MERL's Speech and Audio team had 5 papers presented in Kos, Greece at Interspeech 2024.
MERL's team, led by Yoshiki Masuyama, ranked 1st out of 7 teams in Task 2 of the 1st SONICOM Listener Acoustic Personalisation (LAP) Challenge, which focused on "Spatial upsampling for obtaining a high-spatial-resolution HRTF from a very low number of directions".
MERL's Speech and Audio team had 10 papers presented in Seoul, Korea during the ICASSP 2024 week, 7 in the main conference, 2 in XAI-SA workshop, and 1 at HSCMA 2024, on audio captioning, speech and music separation, diarization, audio generative models, spatial audio reproduction, and multimodal indoor monitoring.
SANE 2023 was held on October 26 at NYU in Brooklyn, co-organized with Juan Bello and John Hershey.
The Special Session on Multi-talker methods in Speech Processing, co-organized by Peter Bell, Michael Akeroyd, Jon Barker, Marc Delcroix, Liang Lu, myself, Jinyu Li, Cassia Valentini, and DeLiang Wang, was accepted at Interspeech 2023, with 16 papers.
Darius Petermann's paper "Hyperbolic Audio Source Separation" won a Best Student Paper Award at ICASSP 2023. The code for the algorithm and the demo interface is on Github: Hyper-Unmix.
SANE was back in 2022 after a 3-year hiatus. Videos of the invited talks are available on the website.
I had the pleasure of talking with Sam Charrington for the TWIML AI podcast about MERL's work towards solving the cocktail party problem. Check out the interview (available on Youtube and major podcast providers) at this link.
We released Divide and Remaster (DnR), a source separation dataset for training and testing algorithms that separate a monaural audio signal into speech, music, and sound effects/background stems, i.e., solving the cocktail fork problem. More details and a video on the cocktail fork website.
As a Last Christmas present in the WHAM! series, we have decided to Make It Big and release WHAM!48kHz, a high-fidelity version of the ambient background noise recordings originally used for the WSJ0 Hipster Ambient Mixtures (WHAM!) dataset. 78 hours of raw binaural recordings (48 kHz/24-bit), collected by our definitely not Careless Whisper.ai collaborators at various urban locations (restaurants, cafes, bars, parks) throughout the Bay Area.
Our paper "Hierarchical Musical Source Separation" won the Best Poster Award and the Best Video Award at the 2020 International Society for Music Information Retrieval Conference (ISMIR 2020), held October 11-14 in virtual Montreal, Canada. Check out the paper page on the ISMIR website.
SANE 2017 was held on October 19, 2017, at Google, NY, with a new record audience of 180 people. Videos and slides of the SANE 2017 talks (as well as those from previous years) are now available. There is even a convenient Monday morning binge-watching YouTube playlist.

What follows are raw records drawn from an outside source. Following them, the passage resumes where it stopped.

PR #2102, opened 2026-08-07
Standardize shape validation for PointSetOperatorBC

AyushG-1210:
Follow-up to PR #2101. 

### Problem
`PointSetOperatorBC.__init__` checks `values.shape[1] != 1` directly, without 
first confirming `values` is 2D. A 1D array (e.g. `np.ones(10)`, shape `(10,)`) 
raises an unrelated `IndexError: tuple index out of range` before the intended 
validation ever runs. There was also no check that `len(points) == len(values)`.

### Solution
Applied the same validation pattern from #2101 to `PointSetOperatorBC.__init__`:
- Converts `values` to a NumPy array via `np.asarray` before touching `.shape`.
- Validates non-scalar `values` are 2D with `shape == (N, 1)`.
- Validates point count alignment (`len(points) == values_arr.shape[0]`).
- Raises a descriptive `RuntimeError` in place of the previous `IndexError`.

### Testing
Verified locally across both PyTorch and TensorFlow backends:
- 1D input `(10,)` → `RuntimeError` with shape message.
- Column mismatch `(10, 2)` → `RuntimeError` with shape message.
- Point-count mismatch (10 points, 8 values) → `RuntimeError`.
- Valid input `(10, 1)` → passes cleanly, no error.

### Out of scope
`Interface2DBC.error()` has a related but structurally different gap, its 
shape check (`bkd.ndim(values) == 2 and bkd.shape(values)[1] != 1`) silently 
skips validation when `func` returns a 1D array, which can still hit the same 
class of silent-broadcast bug downstream. Not fixing here since it's a 
different constructor pattern (no static `values` array, goes through `bkd` 
tensor ops rather than raw NumPy). Flagging in case it's worth a separate PR.

### DIFF
--- a/deepxde/icbc/boundary_conditions.py
+++ b/deepxde/icbc/boundary_conditions.py
@@ -257,8 +257,17 @@ class PointSetOperatorBC:
 
     def __init__(self, points, values, func, batch_size=None, shuffle=True):
         self.points = np.array(points, dtype=config.real(np))
-        if not isinstance(values, numbers.Number) and values.shape[1] != 1:
-            raise RuntimeError("PointSetOperatorBC should output 1D values")
+        if not isinstance(values, numbers.Number):
+            values_arr = np.asarray(values)
+            if values_arr.ndim != 2 or values_arr.shape[1] != 1:
+                raise RuntimeError(
+                    f"PointSetOperatorBC received values of shape {values_arr.shape}, "
+                    f"expected 2D array of shape (N, 1)."
+                )
+            if values_arr.shape[0] != len(self.points):
+                raise RuntimeError(
+                    f"PointSetOperatorBC received {len(self.points)} points but {values_arr.shape[0]} values."
+                )
         self.values = bkd.as_tensor(values, dtype=config.real(bkd.lib))
         self.func = func
         self.batch_size = batch_size


echen5503:
sorry for confusion, when I said standardize I meant making some general functions and applying them appropriately to classes which they are applicable. Something like the following:

```
def _check_target_values(values, n_points, n_components, cls_name):
    """Validate fixed target values at construction time.
 
    Scalars are allowed and broadcast intentionally. Arrays must match
    ``(n_points, n_components)`` exactly, since a ``(N,)`` vs ``(N, 1)``
    mismatch would otherwise broadcast to ``(N, N)`` in the loss.
    """
    if isinstance(values, numbers.Number):
        return
    shape = np.asarray(values).shape
    if shape != (n_points, n_components):
        raise ValueError(
            f"{cls_name}: `values` must have shape "
            f"{(n_points, n_components)} (n_points, n_components); got {shape}."
        )
 
 
def _check_func_output(values, cls_name):
    """Validate the output of a user-supplied BC function at run time.
 
    Allows 0-d scalars (e.g. ``lambda x: 0``), which broadcast harmlessly
    against an ``(N, 1)`` slice. Rejects 1-D and wide 2-D outputs, which
    broadcast silently to ``(N, N)``. Row count is already guaranteed by
    the ``[beg:end]`` slicing and is not re-checked.
    """
    nd = bkd.ndim(values)
    if nd == 0:
        return
    if nd != 2 or bkd.shape(values)[1] != 1:
        raise RuntimeError(
            f"{cls_name}: func should return an array of shape N by 1 for each "
            "component. Use the argument 'component' for different output "
            "components."
        )
 
```

AyushG-1210:
That makes sense. We could either refactor this PR to integrate these functions, or merge this fix and address the general functions in a future PR, your call.

echen5503:
Let's refactor this PR.

AyushG-1210:
I've refactored the shape validation into centralized helper functions as suggested and applied them across the board. I also added a dedicated test suite covering 1D-rejection, column mismatch, and point-count alignment for all of these classes across backends. We can look into other shape discrepancies in future PRs, such as in modules like `geometry`.

deepxde/icbc/boundary_conditions.py
```diff
@@ -126,13 +169,12 @@ def collocation_points(self, X):
...
         mid = beg + (end - beg) // 2
         if self.derivative_order == 0:
-            yleft = outputs[beg:mid, self.component : self.component + 1]
-            yright = outputs[mid:end, self.component : self.component + 1]
-        else:
-            dydx = grad.jacobian(outputs, inputs, i=self.component, j=self.component_x)
-            yleft = dydx[beg:mid]
-            yright = dydx[mid:end]
-        return yleft - yright
+            return (
```
echen5503: Why did you change this area? Is it relevant to the PR?

echen5503 (commented):
To me, this seems like it makes validation more elegant and comprehensive. I'd like to maybe hear more opinions on if there are any other good approaches to doing this.

Regarding quality, please give the output of the tests in a controlled environment, and address comments below.

deepxde/icbc/boundary_conditions.py
AyushG-1210: Not relevant to the PR, reverting these changes.

AyushG-1210:
Since your last review: fixed RobinBC.error, which had landed as a broken partial edit. The `values` was referenced but never assigned, so every call raised NameError rather than the intended shape check. It's now three lines: evaluate `func`, validate with `_check_func_output`, then compute the return. Also reverted the unrelated PeriodicBC `yleft`/`yright` change you flagged. Separately, tightened the test suite, every `pytest.raises` now matches on the error message text rather than just the exception type, which is what caught the RobinBC bug in the first place.

AyushG-1210:
Tests:
<details>
<summary>Backend test runner (run_backend_check.ps1)</summary>

```powershell
# Sweeps the shape-validation suite across every installed DeepXDE backend.
#
# Lives in and runs from deepxde/icbc/. Resolves the repo root itself so the
# regression run still covers the project's real test suite.
#
# Usage (venv active):
#   cd deepxde\icbc
#   .\run_backend_check.ps1
#
# Output: backend_matrix_results.txt

$ErrorActionPreference = "Continue"

$ScriptDir = Split-Path -Parent $MyInvocation.MyCommand.Definition
$OutFile   = Join-Path $ScriptDir "backend_matrix_results.txt"
$NewSuite  = Join-Path $ScriptDir "test_icbc_shape_validation.py"

if (Test-Path $OutFile) { Remove-Item $OutFile }

function Log($msg) {
    Write-Host $msg
    Add-Content -Path $OutFile -Value $msg
}

# Resolve repo root so the regression suite can be found from anywhere.
$RepoRoot = (git rev-parse --show-toplevel 2>$null)
if ($LASTEXITCODE -eq 0 -and $RepoRoot) {
    $RepoRoot = $RepoRoot -replace "/", "\"
} else {
    # Fallback: deepxde/icbc -> deepxde -> repo root
    $RepoRoot = (Resolve-Path (Join-Path $ScriptDir "..\..")).Path
}
$RegressionSuite = Join-Path $RepoRoot "tests"

if (-not (Test-Path $NewSuite)) {
    Write-Host "ERROR: cannot find $NewSuite"
    exit 1
}

# ---------------------------------------------------------------------------
# Environment provenance - reviewers need this to trust the run
# ---------------------------------------------------------------------------
Log "=========================================================="
Log " ENVIRONMENT"
Log "=========================================================="
Log "date        : $(Get-Date -Format 'yyyy-MM-dd HH:mm:ss zzz')"
Log "os          : $([System.Environment]::OSVersion.VersionString)"
Log "python      : $(python --version 2>&1)"
Log "pytest      : $(pytest --version 2>&1 | Select-Object -First 1)"
Log "repo root   : $RepoRoot"
Log "git commit  : $(git rev-parse --short HEAD 2>&1)"
Log "git branch  : $(git rev-parse --abbrev-ref HEAD 2>&1)"
Log ""
Log "--- installed package versions ---"
$pkgs = @("numpy", "torch", "tensorflow", "paddlepaddle", "jax", "jaxlib")
foreach ($p in $pkgs) {
    $v = (pip show $p 2>$null | Select-String "^Version:") -replace "Version:\s*", ""
    if ($v) { Log ("{0,-14}: {1}" -f $p, $v.Trim()) }
    else    { Log ("{0,-14}: (not installed)" -f $p) }
}
Log ""

# ---------------------------------------------------------------------------
# Backend matrix
# ---------------------------------------------------------------------------
$backends = @(
    "tensorflow.compat.v1",
    "tensorflow",
    "pytorch",
    "paddle",
    "jax"
)

$summary = @()

foreach ($b in $backends) {
    Log ""
    Log "=========================================================="
    Log " BACKEND: $b"
    Log "=========================================================="

    $env:DDE_BACKEND = $b

    # Confirm the backend actually loaded before trusting any test result.
    # Run from the repo root so `import deepxde` resolves the working tree,
    # not a stale site-packages copy.
    Push-Location $RepoRoot
    $probe = python -c "import deepxde; from deepxde.backend import backend_name; print(backend_name)" 2>&1
    $probeOk = ($LASTEXITCODE -eq 0)
    Pop-Location

    Log "backend probe: $probe"

    if (-not $probeOk) {
        Log "SKIPPED - backend failed to import"
        $summary += [PSCustomObject]@{
            Backend = $b; NewSuite = "import failed"; Regression = "-"
        }
        continue
    }

    # New suite (path is absolute, so cwd does not matter)
    Log ""
    Log "--- new suite: deepxde/icbc/test_icbc_shape_validation.py ---"
    Push-Location $RepoRoot
    $new = pytest $NewSuite -v --tb=short 2>&1
    Pop-Location
    $new | ForEach-Object { Log $_ }
    $newTail = ($new | Select-String -Pattern "passed|failed|error" | Select-Object -Last 1)

    # Regression: checked for a pre-existing suite via `git ls-files` and
    # the CI workflows in .github/workflows (build.yml, release.yml) -
    # this repo has no committed pytest suite to regress against. Stating
    # that explicitly rather than running pytest against an empty/missing
    # path, which would otherwise silently print "no tests ran" and look
    # like a check that passed rather than one that didn't exist.
    Log ""
    Log "--- regression ---"
    Log "No existing test suite found in this repo (checked git ls-files"
    Log "and .github/workflows/{build,release}.yml - neither runs pytest)."
    Log "deepxde/icbc/test_icbc_shape_validation.py is the only automated"
    Log "coverage for this module."
    $regTail = "no suite in repo"

    $summary += [PSCustomObject]@{
        Backend    = $b
        NewSuite   = "$newTail".Trim()
        Regression = "$regTail".Trim()
    }
}

Remove-Item Env:\DDE_BACKEND -ErrorAction SilentlyContinue

# ---------------------------------------------------------------------------
# Matrix summary - this is the block to paste at the top of the PR comment
# ---------------------------------------------------------------------------
Log ""
Log "=========================================================="
Log " SUMMARY MATRIX"
Log "=========================================================="
foreach ($row in $summary) {
    Log ("{0,-22} | new: {1,-30} | regression: {2}" -f $row.Backend, $row.NewSuite, $row.Regression)
}
Log ""
Log "Full transcript written to $OutFile"
```
</details>

<details>
<summary>Output Summary (all 5 backends)</summary>

```text
==========================================================
 SUMMARY MATRIX
==========================================================
tensorflow.compat.v1   | new: ======================= 37 passed, 2 skipped in 21.00s ======================== | regression: no suite in repo
tensorflow             | new: ================= 37 passed, 2 skipped, 2 warnings in 22.80s ================== | regression: no suite in repo
pytorch                | new: ============================= 39 passed in 6.42s ============================== | regression: no suite in repo
paddle                 | new: ================== 37 passed, 2 skipped, 1 warning in 5.70s =================== | regression: no suite in repo
jax                    | new: ======================== 37 passed, 2 skipped in 6.79s ======================== | regression: no suite in repo
```
</details>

SANE 2016 was held on October 21, 2016, at MIT. Slides of all talks are now available from the SANE website.
Emmanuel Vincent (Inria, France), Hakan Erdogan (Sabanci University, MSR), and myself presented a tutorial on "Learning-based Approaches to Speech Enhancement And Separation" at Interspeech 2016 in San Francisco, CA. The room was full, with over 100 attendees. The slides are available here.

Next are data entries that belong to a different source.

PR #4981, opened 2022-03-31
test: lint Ava tests

### LINKED ISSUE #4941: Lint for Ava tests

Things like `test.only` should fail CI (example https://github.com/Agoric/agoric-sdk/pull/4868#discussion_r836802722  )

## Description of the Design

Adopt https://github.com/avajs/eslint-plugin-ava

## Security Considerations
n/a

## Test Plan
n/a

turadg:
closes: #4941

## Description

Motivation in #4941.

- Adds https://github.com/avajs/eslint-plugin-ava
- Disabled [`use-test`](https://github.com/avajs/eslint-plugin-ava/blob/v13.2.0/docs/rules/use-test.md) due to https://github.com/avajs/eslint-plugin-ava/pull/294#issuecomment-1084648317 
- Selectively disabled [`no-lone-blocks`](https://eslint.org/docs/rules/no-lone-blocks) that started erroring, I suppose because a dep that was updated caught more cases. Alternately we could disable the rule.
- A test that imported from another test required refactoring

### Security Considerations

--

--

### Testing Considerations

--

### DIFF
--- a/packages/swing-store/test/exports.js
+++ b/packages/swing-store/test/exports.js
@@ -1,0 +1,99 @@
+import { Buffer } from 'buffer';
+import { makeB0ID } from './util.js';
+
+export const snapshotData = 'snapshot data';
+// this snapHash was computed manually
+export const snapHash =
+  'e7dee7266896538616b630a5da40a90e007726a383e005a9c9c5dd0c2daf9329';
+
+/** @type {import('../src/bundleStore.js').Bundle} */
+export const bundle0 = { moduleFormat: 'nestedEvaluate', source: '1+1' };
+export const bundle0ID = makeB0ID(bundle0);
+
+export function buildData() {
+  // build an export manually
+  const exportData = new Map();
+  const artifacts = new Map();
+
+  // shadow kvStore
+  exportData.set('kv.key1', 'value1');
+
+  // now add artifacts and metadata in pairs
+
+  artifacts.set(`bundle.${bundle0ID}`, JSON.stringify(bundle0));
+  exportData.set(`bundle.${bundle0ID}`, bundle0ID);
+
+  const sbase = { vatID: 'v1', hash: snapHash, inUse: 0 };
+  const tbase = { vatID: 'v1', startPos: 0, isCurrent: 0, incarnation: 1 };
+  const addTS = (key, obj) =>
+    exportData.set(key, JSON.stringify({ ...tbase, ...obj }));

SANE 2015 was held on October 22, 2015, at Google, NYC, with a record audience of 130 people. Thanks to Hank Liao's hard work, the videos and slides of the SANE 2015 talks are now available. Here is a convenient Saturday night binge-watching YouTube playlist.
The Slides for my ICASSP 2015 talk on MICbots are now available for download. I put together a project page that explains the concept and the actual construction of our MICbots. It features a Youtube video showing them moving on the tune of dark suits and greasy wash water. From there, you can also download PyRobot 2, a Python wrapper for the iRobot Create 2 Open Interface; it is derived from Damon Kohler's PyRobot, that handled the first version of the interface.

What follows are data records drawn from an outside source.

PR #4986, opened 2022-03-31
refactor(run-protocol): `const` for `prioritizedVaults`

### LINKED ISSUE #4916: `prioritizedVaults` should be `const`

The `vaultManager` module has a lot of code because `prioritizedVaults` should never be null, but starts that way because of a circularity.

## Description of the Design

With the change to how liquidation works, it should now be possible to refactor to have the property be `const`.

## Security Considerations

Improvement should allow `refreshVaultPriority` to just be passed through to vaults so that there's not access to the collection from vaults. 

## Test Plan

Purerefactor.

dtribble:
closes: #4916

## Description

Change `prioritizedVaults` to be const to eliminate all the asserts that it is assigned, when it should always be set.

### Security Considerations

Having mutable cells for things that should be constant is an unnecessary weakness.

N/A

### Testing Considerations

This is a pure refactor and so existing tests are sufficient.

### DIFF
--- a/packages/run-protocol/src/vaultFactory/prioritizedVaults.js
+++ b/packages/run-protocol/src/vaultFactory/prioritizedVaults.js
@@ -46,8 +46,17 @@ export const currentDebtToCollateral = vault =>
  * @param {() => void} reschedulePriceCheck called when there is a new
  * least-collateralized vault
  */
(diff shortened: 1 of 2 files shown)


turadg (approved):
🧹

mhofman:
In the future, please use `mergify` to merge PRs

Thanks to the many participants and the speakers of SANE 2014 for a very exciting day. The slides for all talks as well as some photos are now available through the sane-news group (slides for previous SANE workshops also available). More info on SANE 2014.
Emmanuel Vincent (INRIA) and I gathered a comprehensive list of datasets for robust speech processing research, with detailed attributes and links to software baselines and evaluation results. It is available as a Technical Report as well as a wiki page under the ROSP wiki.
The code for our IEEE Signal Processing Letters article "Consistent Wiener Filtering for Audio Source Separation" is now available (research-only license).
I added a page with non-research software where I share pieces of software that I modified to suit my needs and that others may found useful. In particular, I have taken over development of IguanaTex, a free add-in to include LaTeX displays in PowerPoint. It is a good alternative to TexPoint.
We created a Google group, "Speech and Audio in the Northeast", to gather researchers and students in speech and audio from the northeast of the American continent. Anyone is welcome to join.